### EXERCISE DIRECTIONS
Each entry needs to be duplicated exactly.

━━━━━━━━

PR #92, opened 2020-08-07
Create ServicePayload definition

francescopersico:
Split Service definition in:

ServicePayload: used to create/update service in services function
Service: used as return type in get/create/update in services function, used as create/update type in admin function

### DIFF
--- a/openapi/definitions.yaml
+++ b/openapi/definitions.yaml
@@ -527,18 +527,18 @@ SenderMetadata:
     - service_name
     - organization_name
     - department_name
-Service:
-  description: A Service tied to an user's subscription.
+ServicePayload:
+  description: A payload used to create/update a service for a user.
   type: object
   properties:
-    service_id:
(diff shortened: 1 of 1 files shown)


openapi/definitions.yaml
```diff
@@ -527,18 +527,18 @@ SenderMetadata:
     - service_name
     - organization_name
     - department_name
-Service:
-  description: A Service tied to an user's subscription.
+ServicePayload:
+  description: A payload used to create/update a service for a user.
```
gunzip, line 531: why remove service_id ? (we are used to create a service provinding its id)

francescopersico: If needed you can use the Service type

gunzip:
is this mergeable? lgtm

AleDore (commented):
lgtm. `Service` definition is unchanged.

━━━━━━━━

### EXERCISE OUTPUT
PR #92, opened 2020-08-07
Create ServicePayload definition

francescopersico:
Split Service definition in:

ServicePayload: used to create/update service in services function
Service: used as return type in get/create/update in services function, used as create/update type in admin function

### DIFF
--- a/openapi/definitions.yaml
+++ b/openapi/definitions.yaml
@@ -527,18 +527,18 @@ SenderMetadata:
     - service_name
     - organization_name
     - department_name
-Service:
-  description: A Service tied to an user's subscription.
+ServicePayload:
+  description: A payload used to create/update a service for a user.
   type: object
   properties:
-    service_id:
(diff shortened: 1 of 1 files shown)


openapi/definitions.yaml
```diff
@@ -527,18 +527,18 @@ SenderMetadata:
     - service_name
     - organization_name
     - department_name
-Service:
-  description: A Service tied to an user's subscription.
+ServicePayload:
+  description: A payload used to create/update a service for a user.
```
gunzip, line 531: why remove service_id ? (we are used to create a service provinding its id)

francescopersico: If needed you can use the Service type

gunzip:
is this mergeable? lgtm

AleDore (commented):
lgtm. `Service` definition is unchanged.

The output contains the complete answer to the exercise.